**Description of the task:** Whenever a line in the material below contains "from", copy that line.
Start of Block
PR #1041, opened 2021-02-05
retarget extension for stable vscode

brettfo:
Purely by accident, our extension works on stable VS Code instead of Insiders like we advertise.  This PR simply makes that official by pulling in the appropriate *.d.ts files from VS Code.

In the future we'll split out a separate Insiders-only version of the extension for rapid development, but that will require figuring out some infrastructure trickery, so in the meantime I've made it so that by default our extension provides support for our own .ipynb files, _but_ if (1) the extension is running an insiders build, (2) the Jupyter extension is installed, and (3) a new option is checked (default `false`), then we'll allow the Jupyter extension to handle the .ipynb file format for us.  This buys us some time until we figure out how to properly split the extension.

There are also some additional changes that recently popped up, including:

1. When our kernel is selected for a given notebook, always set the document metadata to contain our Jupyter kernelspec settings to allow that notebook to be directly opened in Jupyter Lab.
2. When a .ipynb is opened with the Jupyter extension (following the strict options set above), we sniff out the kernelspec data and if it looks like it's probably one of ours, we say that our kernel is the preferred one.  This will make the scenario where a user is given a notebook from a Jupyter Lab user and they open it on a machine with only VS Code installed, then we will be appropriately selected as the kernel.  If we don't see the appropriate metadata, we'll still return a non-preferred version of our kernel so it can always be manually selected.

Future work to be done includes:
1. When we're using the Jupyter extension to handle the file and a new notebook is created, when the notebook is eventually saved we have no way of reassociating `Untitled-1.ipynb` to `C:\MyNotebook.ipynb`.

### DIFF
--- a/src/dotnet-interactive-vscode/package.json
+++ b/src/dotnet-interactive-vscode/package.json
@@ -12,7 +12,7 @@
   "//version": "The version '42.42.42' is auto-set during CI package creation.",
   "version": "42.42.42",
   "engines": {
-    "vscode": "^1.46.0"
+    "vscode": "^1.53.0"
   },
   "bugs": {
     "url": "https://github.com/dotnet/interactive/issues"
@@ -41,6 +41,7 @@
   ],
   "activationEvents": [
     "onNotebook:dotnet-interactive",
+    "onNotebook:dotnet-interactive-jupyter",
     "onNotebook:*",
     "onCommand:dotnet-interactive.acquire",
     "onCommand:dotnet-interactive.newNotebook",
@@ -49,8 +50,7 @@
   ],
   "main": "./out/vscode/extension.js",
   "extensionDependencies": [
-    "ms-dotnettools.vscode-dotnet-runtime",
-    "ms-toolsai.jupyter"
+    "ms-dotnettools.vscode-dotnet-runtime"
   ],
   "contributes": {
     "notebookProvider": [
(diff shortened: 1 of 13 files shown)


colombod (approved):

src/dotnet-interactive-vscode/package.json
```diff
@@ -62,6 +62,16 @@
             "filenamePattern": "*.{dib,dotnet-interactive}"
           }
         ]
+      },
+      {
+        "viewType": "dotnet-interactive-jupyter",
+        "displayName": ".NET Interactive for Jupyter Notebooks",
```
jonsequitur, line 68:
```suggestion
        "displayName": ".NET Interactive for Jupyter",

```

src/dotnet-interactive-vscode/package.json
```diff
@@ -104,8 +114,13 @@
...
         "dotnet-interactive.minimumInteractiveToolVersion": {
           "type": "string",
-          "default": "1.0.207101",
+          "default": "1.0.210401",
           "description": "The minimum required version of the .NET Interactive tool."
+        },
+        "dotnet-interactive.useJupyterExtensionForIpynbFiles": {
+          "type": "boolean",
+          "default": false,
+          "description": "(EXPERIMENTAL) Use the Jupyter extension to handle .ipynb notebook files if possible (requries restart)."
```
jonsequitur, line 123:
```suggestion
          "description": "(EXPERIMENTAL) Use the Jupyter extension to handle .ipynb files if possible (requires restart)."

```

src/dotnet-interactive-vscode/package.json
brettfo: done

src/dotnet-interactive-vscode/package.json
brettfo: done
End of Block
**Solution for this task:**
Purely by accident, our extension works on stable VS Code instead of Insiders like we advertise.  This PR simply makes that official by pulling in the appropriate *.d.ts files from VS Code.
2. When a .ipynb is opened with the Jupyter extension (following the strict options set above), we sniff out the kernelspec data and if it looks like it's probably one of ours, we say that our kernel is the preferred one.  This will make the scenario where a user is given a notebook from a Jupyter Lab user and they open it on a machine with only VS Code installed, then we will be appropriately selected as the kernel.  If we don't see the appropriate metadata, we'll still return a non-preferred version of our kernel so it can always be manually selected.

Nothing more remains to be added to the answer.